Closed Tarskin closed 7 years ago
This bug was addressed by implementing a regular expression based thousand and decimal seperator method. The code is as follows:
lineChunks = line.strip().split()
# Number based regex splitting to get rid of thousand seperators
timeSep = re.sub(r'-?\d', '', lineChunks[0], flags=re.U)
for sep in timeSep[:-1]:
lineChunks[0] = lineChunks[0].replace(sep, '')
if timeSep:
lineChunks[0] = lineChunks[0].replace(timeSep[-1], '.')
intSep = re.sub(r'-?\d', '', lineChunks[-1], flags=re.U)
for sep in intSep[:-1]:
lineChunks[-1] = lineChunks[-1].replace(sep[-1], '')
if intSep:
lineChunks[-1] = lineChunks[-1].replace(intSep[-1], '.')
# End of regex based splitting
try:
chromData.append((float(lineChunks[0]),float(lineChunks[-1])))

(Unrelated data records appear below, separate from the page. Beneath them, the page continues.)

PR #389, opened 2019-03-12
Show inline linter messages in code files

kumar303:
This is the last puzzle piece to fix https://github.com/mozilla/addons-code-manager/issues/41

The UX isn't great. It accomplishes the bare minimum of showing an inline linter message. I have some ideas to make it better but I'll defer those to follow-ups.

Examples:

<hr>

Screenshot 2019-03-12 14 15 05

<hr>

Screenshot 2019-03-12 14 13 06

### DIFF
--- a/src/pages/Browse/index.spec.tsx
+++ b/src/pages/Browse/index.spec.tsx
@@ -2,11 +2,13 @@ import * as React from 'react';
 import { Store } from 'redux';
 
 import {
+  createFakeExternalLinterResult,
   createFakeHistory,
   createFakeThunk,
   fakeExternalLinterMessage,
   fakeExternalLinterResult,
   fakeVersion,
+  fakeVersionFile,
   fakeVersionEntry,
   shallowUntilTarget,
   spyOn,
@@ -17,6 +19,7 @@ import {
   ExternalLinterResult,
   actions as linterActions,
   createInternalMessage,
+  getMessageMap,
 } from '../../reducers/linter';
 import {
   ExternalVersionWithContent,
@@ -135,10 +138,9 @@ describe(__filename, () => {
     const store = configureStore();
 
     // Prepare a result with all messages for the selected file.
-    const externalResult = result || {
-      ...fakeExternalLinterResult,
-      validation: {
-        ...fakeExternalLinterResult.validation,
+    const externalResult =
+      result ||
+      createFakeExternalLinterResult({
         messages: externalMessages.map((msg) => {
           if (msg.file !== file) {
             throw new Error(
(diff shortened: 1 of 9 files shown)


stories/CodeView.stories.tsx
```diff
@@ -34,30 +38,129 @@ const CSS = `html, body {
...
+          },
+          {
+            title: 'text/css',
+            sectionFn: () => render({ mimeType: 'text/css', content: CSS }),
+          },
+        ],
+      },
+    ],
+  })
+  .addWithChapters('linter messages', {
```
willdurand: That's super cool! Why did you split the stories into two chapters though? I thought we wanted to have everything on a single page so that we see when UI things break? (this will be important for mvp-polish). I am fine with two chapters but we should know when to use 2 chapters.

src/pages/Browse/index.tsx
```diff
@@ -113,11 +113,14 @@ export class BrowseBase extends React.Component<Props> {
...
     if (linterMessages && version) {
-      globalMessages =
-        linterMessages[version.selectedPath] &&
-        linterMessages[version.selectedPath].global;
+      messageMap = linterMessages[version.selectedPath];
+    }
+
+    let globalMessages;
+    if (messageMap) {
+      globalMessages = messageMap.global;
```
willdurand: Why not using `messageMap && messageMap.global` below? (since you do that for the `CodeView` prop)

src/pages/Browse/index.spec.tsx
```diff
@@ -149,16 +151,23 @@ describe(__filename, () => {
...
       ...fakeVersion,
-      entries: {
-        [file]: fakeVersionEntry,
+      file: {
+        ...fakeVersionFile,
+        entries: {
+          [file]: {
+            ...fakeVersionEntry,
+            filename: file,
+            path: file,
```
willdurand: This should be different than `filename`: `filename` should be `test.js` and `path` should be `src/test.js`. I don't know if it is relevant here, but we should not assume both are equal.

Instead of using `file` here, it should be `path` (which is used for the key in `entries` as well as for the `path` field. I would either leave `filename` unchanged or use a `does-not-matter.js` filename.

stories/CodeView.stories.tsx
kumar303: The initial reason for why I wanted stories on one page was to empower this kind of development flow:

1. Make a change to the code
2. Let storybook auto-reload
3. View a single storybook page to check if you broke anything

This doesn't really fit with the `CodeView` stories because the mime-type stories take up so much of the screen. You already have to scroll to see the stories so adding more to the bottom doesn't seem useful. It would be easier to click a new chapter link.

So, yeah, I think a rule of thumb would be to ask, do these screens all roughly fit on the page in full screen mode? If the answer is no then it makes sense to break them into new chapters.

willdurand: That works for me, thanks!

src/pages/Browse/index.spec.tsx
kumar303: I was confused about that, thanks. I also renamed that variable to `path` which is what it is.

PR #392, opened 2019-03-14
Fix changes content

willdurand:
This is a fix for https://github.com/mozilla/addons-server/issues/10932 so that we can have correct data in the frontend (until the API gets fixed).

## Screenshots

The diff is on the `version` of the `manifest.json`.

Before:

Screen Shot 2019-03-14 at 15 28 05

After:

Screen Shot 2019-03-14 at 15 27 54

### DIFF
--- a/src/reducers/versions.spec.tsx
+++ b/src/reducers/versions.spec.tsx
@@ -892,7 +892,10 @@ describe(__filename, () => {
       firstHunk.changes.forEach((change, index) => {
         const externalChange = firstExternalHunk.changes[index];
 
-        expect(change).toHaveProperty('content', externalChange.content);
+        expect(change).toHaveProperty(
+          'content',
+          externalChange.content.replace(/\n$/, ''),
+        );
         expect(change).toHaveProperty('type', externalChange.type);
         expect(change).toHaveProperty(
           'oldLineNumber',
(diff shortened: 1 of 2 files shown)


src/reducers/versions.spec.tsx
```diff
@@ -892,7 +892,10 @@ describe(__filename, () => {
       firstHunk.changes.forEach((change, index) => {
         const externalChange = firstExternalHunk.changes[index];
 
-        expect(change).toHaveProperty('content', externalChange.content);
+        expect(change).toHaveProperty(
+          'content',
+          externalChange.content.replace(/\n$/, ''),
```
kumar303: Do we need to worry about Windows line endings?

src/reducers/versions.tsx
```diff
@@ -488,7 +488,9 @@ export const createInternalDiffs = ({
         oldRevision: String(baseVersionId),
         hunks: diff.hunks.map((hunk: ExternalHunk) => ({
           changes: hunk.changes.map((change: ExternalChange) => ({
-            content: change.content,
+            // TODO: remove the call to `replace()` once the API is fixed.
+            // See: https://github.com/mozilla/addons-server/issues/10932
+            content: change.content.replace(/\n$/, ''),
```
kumar303: For paranoia, it might be helpful if you added a test to make sure that new lines in the middle of content do not get removed.

src/reducers/versions.spec.tsx
willdurand: I am not sure. The parser used by `react-diff-view` only splits on `\n` (DOS is `\r\n` anyway, no?)

src/reducers/versions.tsx
willdurand: :+1:

PR #393, opened 2019-03-14
Add CSP and other security headers

### LINKED ISSUE #316: Configure a content security policy (CSP)
Before deploying live, we need to configure a content security policy (CSP). This will probably look similar to that of https://github.com/mozilla/addons-frontend/

Some notes:
- The frontend talks to https://addons-dev.allizom.org/api/ which might be on a *different* domain, depending on https://github.com/mozilla/addons-code-manager/issues/25
- The frontend is configured to [send errors to Sentry](https://github.com/mozilla/addons-code-manager/blob/9d4aa9d9d757ea4021f898b3db9ecff6f1c4a26a/src/configureApplication.tsx#L32-L36)
- The app will probably use the same CDN as `addons-frontend`
- Development is, of course, complicated by webpack, hot reloading, and our [api proxy thing](https://github.com/mozilla/addons-code-manager/blob/9d4aa9d9d757ea4021f898b3db9ecff6f1c4a26a/src/server/index.tsx#L116-L120). We could turn off CSP for development if that gets tricky.

muffinresearch:
Fixes #316

* Adds a CSP for statics and document requests along with other typical security headers.
* We'll need to configure sentry later when the endpoints are configured for deploys.
* Updates will be required once we know the CDN endpoints for statics.
* The report URI url is configured to be a no-op response locally. We'll need a ticket to have ops capture these above the app server when it's deployed.


package.json
```diff
@@ -89,7 +92,7 @@
     "type-coverage": "^1.8.0"
   },
   "scripts": {
-    "build": "react-scripts build",
+    "build": "INLINE_RUNTIME_CHUNK=false react-scripts build",
```
muffinresearch: This var is needed to disable a chunk of js that CRA injects by default. From their [docs](https://facebook.github.io/create-react-app/docs/advanced-configuration):

> By default, Create React App will embed the runtime script into index.html during the production build. When set to false, the script will not be embedded and will be imported as usual. This is normally required when dealing with CSP.

src/configureApplication.tsx
```diff
@@ -1,8 +1,12 @@
 import log from 'loglevel';
 import Raven from 'raven-js';
-import { library } from '@fortawesome/fontawesome-svg-core';
+import { config, library } from '@fortawesome/fontawesome-svg-core';
 import { fas } from '@fortawesome/free-solid-svg-icons';
 import { far } from '@fortawesome/free-regular-svg-icons';
+import '@fortawesome/fontawesome-svg-core/styles.css';
+
+// Turn off inline CSS injection for CSP.
+config.autoAddCss = false;
```
kumar303: To keep the logic of this module consistent, this should move inside the body of `configureApplication()`.

src/server/index.tsx
```diff
@@ -48,9 +49,73 @@ export const createServer = ({
...
+    mediaSrc: ["'none'"],
+    objectSrc: ["'none'"],
+    scriptSrc: ["'self'"],
+    styleSrc: ["'self'"],
+    workerSrc: ["'none'"],
+    reportUri: '/__cspreport__',
+  };
+
+  // This CSP is the one above with overrides for local development.
+  const localCSP = {
```
kumar303: Could this definition move to the exact place it's needed? which I think is here: https://github.com/mozilla/addons-code-manager/blob/9ca65f81b8daadf29dd6f643ac8418ac32ac8413/src/server/index.tsx#L203

Since it's only used in that place, I think it would help keep things concise.

src/configureApplication.tsx
muffinresearch: The docs say this needs to be called before any other fontawesome APIs. If this is moved into a function its it guaranteed to be run early enough both now and in the future?

package.json
willdurand: Can we move this variable into `.env` instead? (with a comment ideally)

src/@types/content-security-policy-parser/index.d.ts
```diff
@@ -0,0 +1,8 @@
+declare module 'content-security-policy-parser' {
+  function fn(
+    policy: string,
+  ): {
+    [directive: string]: string;
+  };
+  export = fn;
```
willdurand: We should probably have a comment in this file to explain that the module exposes a default anonymous function.

src/configureApplication.tsx
willdurand: > If this is moved into a function is it guaranteed to be run early enough both now and in the future?

The `configureApplication()` function already contains some FontAwesome code to initialize the lib, so it'd say yes.

yarn.lock
```diff
@@ -4469,6 +4481,16 @@ content-disposition@0.5.2:
   resolved "https://registry.yarnpkg.com/content-disposition/-/content-disposition-0.5.2.tgz#0cf68bb9ddf5f2be7961c3a85178cb85dba78cb4"
   integrity sha1-DPaLud318r55YcOoUXjLhdunjLQ=
 
+content-security-policy-builder@2.0.0:
+  version "2.0.0"
+  resolved "https://registry.yarnpkg.com/content-security-policy-builder/-/content-security-policy-builder-2.0.0.tgz#8749a1d542fcbe82237281ea9f716ce68b394dd2"
+  integrity sha512-j+Nhmj1yfZAikJLImCvPJFE29x/UuBi+/MWqggGGc515JKaZrjuei2RhULJmy0MsstW3E3htl002bwmBNMKr7w==
+
+content-security-policy-parser@0.1.1:
```
willdurand: There should be a `^` here. Could you push an updated `yarn.lock` file?

src/server/index.tsx
```diff
@@ -48,9 +49,66 @@ export const createServer = ({
...
+    defaultSrc: ["'none'"],
+    baseUri: ["'none'"],
+    formAction: ["'none'"],
+    objectSrc: ["'none'"],
+    reportUri: '/__cspreport__',
+  };
+
+  // This config sets the non-static CSP for deployed instances.
+  // TODO: A separate CDN should be configured for statics. When that happens
+  // the 'self' should be removed and replaced with the CDN host + path for statics.
```
willdurand: Could you file an issue for that please?

src/server/index.tsx
```diff
@@ -48,9 +49,66 @@ export const createServer = ({
...
+  const prodCSP = {
+    defaultSrc: ["'none'"],
+    childSrc: ["'none'"],
+    connectSrc: [
+      // Relax the connect-src if using the proxy otherwise
+      // Use the env var or 'none' if the API host isn't set.
+      env.REACT_APP_USE_INSECURE_PROXY === 'true'
+        ? "'self'"
+        : env.REACT_APP_API_HOST || "'none'",
```
willdurand: It looks like the `'none'` value is not covered by a test case.

src/server/index.spec.tsx
```diff
@@ -88,6 +89,79 @@ describe(__filename, () => {
...
+
+        const response = await server.get('/');
+
+        expect(response.status).toEqual(200);
+        expect(response.header).toHaveProperty('content-security-policy');
+
+        const policy = cspParser(response.header['content-security-policy']);
+        expect(policy['default-src']).toEqual(["'none'"]);
+        expect(policy['connect-src']).toEqual([
+          'https://code-manager.addons.cdn.mozilla.net',
```
willdurand: It should probably be `env.REACT_APP_API_HOST` here (`env` needs to be extracted out).

src/server/index.tsx
muffinresearch: Yep I'll file any follow-up issues after this lands.

package.json
muffinresearch: Ah good idea 👍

except UnicodeEncodeError:
print "Omitting line: "+str(line)
This leads to the case where HappyTools can open data that is encoded in the US style, but needs a lot of messy logic to deal with each country. The program must be swapped to use a method that works regardless of what country the data is taken from (specifically the numerical formatting).